EXERCISE AIM:
Find each line in the records below that contains the word "calling", and copy it out.

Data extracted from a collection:

★ ★ ★ ★

PR #403, opened 2019-10-21
Switch to short asset ids

justicz:
This PR switches asset identifiers from being tuples of `(asset creator, unique asset ID)` to just `(unique asset ID)`.

It does this by adding a new table to the `accountdb` called `assetcreators` with two columns: `asset`, which is the integer primary key, and `creator`, which is a blob storing the address of the creator.

In order to minimize changes to the `ledger` API, I added a function called `getChangedAssetIndices` that takes in an `accountDelta` and finds the asset index of any created or deleted assets. So the new lookup mechanism should work transparently with `Put`. [0]

I think the trickiest change is in the `acctupdates` ledger tracker. There I added a new method, `getAssetCreatorForRound`, which accepts a round and an asset index and returns the creator. I tried to copy the existing logic surrounding scanning backwards over account deltas.

[0] Another way I could have implemented this would be to explicitly add `RegisterAsset` and `UnregisterAsset` methods to the cow layer/ledger to read/write from the new table directly. My current solution seemed cleaner to me but if it becomes inefficient we can change it


justicz:
Working on some changes in the `acctupdates` tracker, will comment again when pushed

justicz:
ok, I feel better about this now. @zeldovich @algoradam could you please take a look?

daemon/algod/api/client/restClient.go
```diff
@@ -221,14 +221,20 @@ func (client RestClient) TransactionsByAddr(addr string, first, last, max uint64
 	return
 }
 
+// AssetInformation gets the AssetInformationResponse associated with the passed asset index
+func (client RestClient) AssetInformation(index uint64) (response v1.AssetParams, err error) {
+	err = client.get(&response, fmt.Sprintf("/assets/%d", index), nil)
```
rotemh: The convention is `asset/%d` (no `s` when it's a specific one)

daemon/algod/api/client/restClient.go
```diff
@@ -221,14 +221,20 @@ func (client RestClient) TransactionsByAddr(addr string, first, last, max uint64
...
+
 // AccountInformation also gets the AccountInformationResponse associated with the passed address
 func (client RestClient) AccountInformation(address string) (response v1.Account, err error) {
 	err = client.get(&response, fmt.Sprintf("/account/%s", address), nil)
 	return
 }
 
-// AssetInformation gets the AssetInformationResponse associated with the passed asset creator and index
-func (client RestClient) AssetInformation(creator string, index uint64) (response v1.AssetParams, err error) {
+// AssetInformationWithCreator gets the AssetInformationResponse associated with the passed asset creator and index
```
zeldovich: What's the point of this API if `AssetInformation()` exists?

daemon/algod/api/server/v1/handlers/handlers.go
```diff
@@ -135,16 +135,19 @@ func keyregTxEncode(tx transactions.Transaction, ad transactions.ApplyData) v1.T
 	}
 }
 
-func assetParams(creator basics.Address, params basics.AssetParams) v1.AssetParams {
+func assetParams(creator basics.Address, aidx basics.AssetIndex, params basics.AssetParams) v1.AssetParams {
```
zeldovich: Why pass in `aidx`?

data/transactions/asset.go
```diff
@@ -72,44 +72,49 @@ type AssetFreezeTxnFields struct {
...
+	res := make(map[basics.AssetIndex]basics.AssetParams)
 	for id, val := range m {
 		res[id] = val
 	}
 	return res
 }
 
-func getParams(balances Balances, cid basics.AssetID) (basics.AssetParams, error) {
-	creator, err := balances.Get(cid.Creator, false)
+func getParams(balances Balances, aidx basics.AssetIndex) (basics.AssetParams, basics.Address, error) {
```
zeldovich: Can you name the returned values here?  `AssetParams` was clear enough without a name, but figuring out this `Address` requires looking at the code of this function.

data/transactions/asset.go
```diff
@@ -321,8 +321,13 @@ func (ct AssetTransferTxnFields) apply(header Header, balances Balances, spec Sp
...
 
 	if ct.AssetCloseTo != (basics.Address{}) {
+		creatorAddr, err := balances.GetAssetCreator(ct.XferAsset)
+		if err != nil {
+			return fmt.Errorf("failed to find asset creator: %v", creatorAddr)
+		}
+
 		// Cannot close asset ID allocated by this account; must use destroy.
-		if ct.XferAsset.Creator == source {
+		if creatorAddr == source {
```
zeldovich: Perhaps a more direct check is looking for `AssetParams[ct.XferAsset]` in the source account.  I don't feel too strongly either way though.

ledger/accountdb.go
```diff
@@ -214,37 +231,80 @@ func accountsPutTotals(tx *sql.Tx, totals AccountTotals) error {
...
 	}
 	defer replaceStmt.Close()
 
+	insertAssetIdxStmt, err := tx.Prepare("INSERT INTO assetcreators (asset, creator) VALUES (?, ?)")
+	if err != nil {
+		return
+	}
+	defer insertAssetIdxStmt.Close()
+
+	deleteAssetIdxStmt, err := tx.Prepare("DELETE FROM assetcreators WHERE asset=?")
```
zeldovich: Did you intend to call these?

ledger/acctupdates.go
```diff
@@ -291,6 +347,10 @@ func (au *accountUpdates) committedUpTo(rnd basics.Round) basics.Round {
 				return err
 			}
 
+			for aidx := range au.assetDeltas[i] {
```
zeldovich: Reset `assetFlushcount` at the top of this `Atomic()` like `flushcount`.

ledger/cow.go
```diff
@@ -153,6 +178,9 @@ func (cb *roundCowState) commitToParent() {
 	for txl, expires := range cb.mods.txleases {
 		cb.commitParent.mods.txleases[txl] = expires
 	}
+	for aidx, delta := range cb.mods.assets {
+		cb.commitParent.mods.assets[aidx] = delta
```
zeldovich: If an asset is created and deleted within the same block, you might end up with a "deleted" delta for an asset that never had a "created" delta.  This might confuse accountsdb calling `deleteAssetIdxStmt`, modulo that call being altogether missing.

justicz: I did think about this case, but it didn't seem like it would cause an issue? Regardless, I will eliminate it from the delta entirely so we don't have to worry about it.

zeldovich: I was thinking that `deleteAssetIdxStmt` should never fail.

ledger/accountdb.go
justicz: Yes :man_facepalming:

ledger/cow.go
justicz: Right, `DELETE`s that don't match any rows don't fail.

zeldovich: Ah, indeed; that's a bit unfortunate (would have been a nice sanity check), but probably fine as-is.  Doesn't seem like we can screw up too badly since asset IDs are unique over time.

ledger/acctupdates.go
justicz: added, oops! since this would have panicked and was not caught by tests, we should definitely add a test that actually sends txn and waits more than lookback rounds...

daemon/algod/api/client/restClient.go
justicz: fixed, and removed asset by creator as discussed

daemon/algod/api/client/restClient.go
justicz: I didn't want it either, but was asked to leave it -- I just asked rotem again though and now we can remove it :upside_down_face:

data/transactions/asset.go
justicz: done

justicz:
Yes, we really need a test that actually flushes assets to disk. I am working on this (based on archival tests) and will make a PR

justicz:
added a test that creates assets, ensures they are flushed to disk, deletes an old asset and a new asset, and checks that deletions were flushed to disk

justicz:
It looks like the algod api had a race where it grabbed a balance record from the ledger, and then iterated over `record.AssetParams`, calling `GetAssetCreator` for each entry. But this would cause a failure if the asset was deleted in before/during this iteration, and a test was triggering this race. But the creator lookups were unnecessary to begin with since anything in `AssetParams` was created by the account we were looking up. So I removed the call

PR #404, opened 2019-10-21
Customizable fee increase factor

stechu:
## Summary

Make fee increase factor customizable. This will help us in performance tests.

## Test Plan

No protocol and changes on the default behavior.  Tested locally.


stechu:
> Since you're re-purposing `cfg.TxPoolExponentialIncreaseFactor` for this new purpose, can you update the comment in `config/config.go` describing this field?
> 
> Also, I don't really see why a user might want to set this value to anything other than 2 in production. It's not at the level of a constant that we need to agree on through consensus upgrades, but it seems like this should always be 2, except that we want to disable fee growth altogether for testing.

Yes, this is only for test. Updated the comment.

justicz:
LGTM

★ ★ ★ ★

WRITTEN RESPONSE:
zeldovich: If an asset is created and deleted within the same block, you might end up with a "deleted" delta for an asset that never had a "created" delta.  This might confuse accountsdb calling `deleteAssetIdxStmt`, modulo that call being altogether missing.
It looks like the algod api had a race where it grabbed a balance record from the ledger, and then iterated over `record.AssetParams`, calling `GetAssetCreator` for each entry. But this would cause a failure if the asset was deleted in before/during this iteration, and a test was triggering this race. But the creator lookups were unnecessary to begin with since anything in `AssetParams` was created by the account we were looking up. So I removed the call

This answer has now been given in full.